* [What this task involves]:
Would you give the entries below again, precisely as they are written?

* [Saved entries]:
__________________________________________________

PR #176, opened 2021-05-14
no caching for idmapping

eddturner:


LeonardoGonzales (approved):
Looks good for me. The only suggestion I have is to add these paths in the application.
properties (if you agree open a Jira for the future)

eddturner:
Thanks @LeonardoGonzales . I refactored it to make the list of non-cacheable paths to be configurable in a properties file now. Thanks!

__________________________________________________

* [Worked solution]:
PR #176, opened 2021-05-14
no caching for idmapping

eddturner:


LeonardoGonzales (approved):
Looks good for me. The only suggestion I have is to add these paths in the application.
properties (if you agree open a Jira for the future)

eddturner:
Thanks @LeonardoGonzales . I refactored it to make the list of non-cacheable paths to be configurable in a properties file now. Thanks!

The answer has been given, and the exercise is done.